Sur le playground, les médiateurs discutent avec les jeunes et les familles pour les orienter.

Un lieu toujours en expérimentation

Derrière son comptoir, Franck Laborde, employé du restaurant Les Grandes tables, sert des verres. Ses clients ? Principalement des frichistes, des compagnies d’artistes et des touristes l’été. « Pas trop d’habitants du 3e arrondissement », explique-t-il. Roxanne Samperize, artiste et habituée de la friche, estime pour sa part que les personnes qui fréquentent le restaurant ou le théâtre sont toujours un peu les mêmes : des « bobos ».

La terrasse du restaurant Les Grandes tables.

« Les relations entre la friche et la population sont en construction en permanence », se défend Christian Nochumson. Dans ce « laboratoire politique » qui existe depuis plus de vingt ans, les acteurs doivent se réinventer pour attirer de nouveaux publics. Au Medialab par exemple, structure consacrée aux arts numériques, plusieurs ateliers sont depuis cette année gratuits et en libre accès. Un changement qui a permis de voir venir de nouveaux enfants, grâce au travail des médiateurs sur le « playground ». « Le mercredi après-midi, ils interpellent les enfants qui jouent en bas pour leur proposer de monter, indique India Enault, employée de la structure. Cela nous permet de voir de nouvelles têtes, c’est indispensable ».

Des expérimentations après d’un public jeune, et parfois auprès des écoles, qui payent selon Farid Nacer : « Il y a quelques années, certaines écoles du 3e ne pensaient même pas à venir pour voir des expositions ». « On s’est ouverts au public, ils sont tous présents », assure-t-il désormais. Mais selon l’élu à la culture, le travail n’est pas terminé : « Le problème ne se situe pas spécifiquement à la Friche. C’est toute la culture qui doit trouver moyens d’inclure de plus en plus les publics concernés« . Et pour prendre en compte ces populations, deux leviers selon Christian Nochumson : des moyens de publicité et encore plus de médiation.
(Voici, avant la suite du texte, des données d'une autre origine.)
PR #290, opened 2023-02-19
Feat/countdown style

kellhogs:


apps/client/src/features/viewers/minimal-timer/MinimalTimer.tsx
```diff
@@ -133,14 +133,18 @@ export default function MinimalTimer(props: MinimalTimerProps) {
   const isNegative = (time.current ?? 0) < 0;
   const showFinished = isNegative && !userOptions?.hideOvertime;
   const showEndMessage = time.current < 0 && general.endMessage && !hideEndMessage;
+  const countUp =
+    time.duration - time.current > time.duration ? time.duration * -1 + time.current : time.duration - time.current;
+  const timer =
+    time.countdownStyle === 'count-down' ? time.current : time.countdownStyle === 'count-up' ? countUp : time.clock;
```
cpvalente, line 139: it looks like we make this calculation in several places in the code.
The initial idea was to keep the code local, so people making their own integrations would have some examples without having to dig too far into the app.

I am not sure I agree with my old self on that anymore
I suggest we make a function **deriveTimerValues()** somewhere in a utils file (**src/common/utils/viewerUtils.ts** ?) which receives the timer object and returns an object with all these things we need.
We would apply it for now in **Timer.tsx** and **MinimalTimer.tsx**

This would also mean that we can easily make some tests on the logic here

cpvalente, line 139: I would prefer we skip the nested ternaries
Once we have our function, you could extract this into an utility function that receives the countdown style and the object of timers and returns the appropriate timer

apps/client/src/features/viewers/minimal-timer/MinimalTimer.tsx
```diff
@@ -133,14 +133,18 @@ export default function MinimalTimer(props: MinimalTimerProps) {
   const isNegative = (time.current ?? 0) < 0;
   const showFinished = isNegative && !userOptions?.hideOvertime;
   const showEndMessage = time.current < 0 && general.endMessage && !hideEndMessage;
+  const countUp =
+    time.duration - time.current > time.duration ? time.duration * -1 + time.current : time.duration - time.current;
```
cpvalente, line 137: Not really sure about the logic here, should count up not simply be the time since the timer started?

cpvalente (changes requested):
I was unable to test this, for some reason having a counter as count up and count down did not seem to change the view. Perhaps I did not test it correctly

I have left some comments below that will help us build this feature.
Apart from that
- let's rename **countdownStyle** to **timerType** (just **timer type** in the UI labels)
- let's remove lint changes in otherwise untouched files
- what happens on count up when the timer is negative?

apps/client/src/features/viewers/minimal-timer/MinimalTimer.tsx
kellhogs: i changed it up to use time.elapsed (stupid me hasn't seen that this exist) apart from that this logic negates the time when it goes over the duration. I do that to trigger the overtime class from the timer component wich doesn't show the negative sign before the time.

apps/client/src/features/viewers/minimal-timer/MinimalTimer.tsx
cpvalente: Sounds reasonable. I will leave the organisation to your judgement. 

However I would say that, if we deem that it has enough complexity, the logic that calculates this derived states should be extracted to a file and tested

apps/client/src/features/viewers/minimal-timer/MinimalTimer.tsx
cpvalente: Actually don't really know what the behaviour should be once we go overtime. Maybe keep counting but show in red?

apps/client/src/features/viewers/common/viewerUtils.ts
```diff
@@ -0,0 +1,28 @@
...
+export function getTimerByType(timerObject?: TimerTypeParams): string | number | null {
+  let timer = null;
+  if (!timerObject) {
+    return timer;
+  }
+
+  if (timerObject.timerType === TimerType.CountDown) {
+    timer = timerObject.current;
+  } else if (timerObject.timerType === TimerType.CountUp) {
+    timer = timerObject?.elapsed ?? 0;
```
cpvalente, line 22: Small bug here. if the timer is count-up and there is added time. the timer appears to count down.
I am under the impression that the bug is in the backend. Would you mind taking a look=

apps/client/src/features/viewers/timer/Timer.tsx
```diff
@@ -61,29 +63,62 @@ export default function Timer(props) {
...
       <div className={showOverlay ? 'message-overlay message-overlay--active' : 'message-overlay'}>
         <div className='message'>{pres.text}</div>
       </div>
 
-      <div className='clock-container'>
+      <div
+        className='clock-container'
+        style={{
+          opacity: `${showClock ? 1 : 0}`,
+        }}
```
cpvalente, line 104: I would prefer that we do this with a classname

something like
className={`clock-container ${showClock ? '' : 'hidden'}`}

Your solution is fine, and the performance impact is negligible. But currently we define all the styles in the CSS, and it is best to maintain some consistency to help our future selves with maintenance

apps/client/src/features/viewers/timer/Timer.tsx
```diff
@@ -61,29 +63,62 @@ export default function Timer(props) {
...
+        className='timer-container'
+        style={{
+          fontSize: `${100 / stageTimerCharacters}vw`,
+        }}
+      >
+        {showEndMessage ? (
+          <div className='end-message'>{general.endMessage}</div>
         ) : (
-          <TimerDisplay time={normalisedTime} hideZeroHours className={isPlaying ? 'timer' : 'timer--paused'} />
+          <div className={`timer ${!isPlaying ? 'timer--paused' : ''} ${showFinished ? 'timer--finished' : ''}`}>
```
cpvalente, line 119: I guess this is the way to go, few suggestions:
- lets make the calculation for fontsize in the body of the function, before the return
- same with the classname, lets do it up on the body

apps/client/src/common/components/timer-display/TimerDisplay.tsx
```diff
@@ -19,12 +19,18 @@ interface TimerDisplayProps {
...
-      : formatDisplay(millisToSeconds(time), hideZeroHours);
+  let display = '';
+
+  if (typeof time === 'string') {
+    display = time;
+  } else if (time === null || typeof time === 'undefined' || isNaN(time)) {
+    display = '-- : -- : --';
+  } else {
+    display = formatDisplay(millisToSeconds(time), hideZeroHours);
+  }
```
cpvalente, line 30: this logic seems to be repeated in TimerDisplay, Timer and MinimalTimer.
Could we make it a function in the viewerUtils?

cpvalente (changes requested):
Great work, I think we are on the right track and can soon merge this 

There is a small bug which I believe might not be related to your changes, it would be great if you could check it out for me either way

I also left some small suggestions for changes and pushed a commit to improve typing, remember to fetch

apps/client/src/common/components/timer-display/TimerDisplay.tsx
```diff
@@ -19,12 +19,18 @@ interface TimerDisplayProps {
 const TimerDisplay = (props: TimerDisplayProps) => {
```
cpvalente, line 19: Looks like this component is now only used in PlaybackTimer, perhaps we have a good chance to either move the logic there and delete this or tighten the implementation to only have what is necessary. No need to think about reusability if we decide not to reuse it

apps/client/src/features/viewers/common/viewerUtils.ts
kellhogs: i think the issue is that the 'elapsed' time is calculated against the 'duration' of the timer. Adding time to the timer let's 'elapsed' go negative wich makes it count down in frontend i think.

kellhogs: i've fixed the issue in frontend for now by setting elapsed to 0 if it's smaler than 0. Although i think we should takle that issue in backend. I just dont wanna mess with the calculations for now. Maybe you have some thoughts on that.

cpvalente (approved):

PR #292, opened 2023-02-20
wip: code suggestions

cpvalente:
few suggestions to the code changes, you don't need to merge, can copy paste the changes you want to keep or take it as inspiration and do your own thing


apps/client/src/features/viewers/minimal-timer/MinimalTimer.tsx
```diff
@@ -133,23 +134,13 @@ export default function MinimalTimer(props: MinimalTimerProps) {
   const isNegative = (time.current ?? 0) < 0;
   const showFinished = isNegative && !userOptions?.hideOvertime;
   const showEndMessage = time.current < 0 && general.endMessage && !hideEndMessage;
```
cpvalente, line 136: remember that we will still need to check this. end message should never appear on a count up (I guess)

Pour le médiateur Farid Nacer, le lieu a beaucoup évolué depuis l’ouverture du playground en 2014, les structures travaillent de plus en plus avec l’idée d’intégrer chaque personne. « C’était un endroit rude, avec des problèmes de prostitution et de trafic, se rappelle-t-il. Le bouche-à-oreille permet de changer son image ».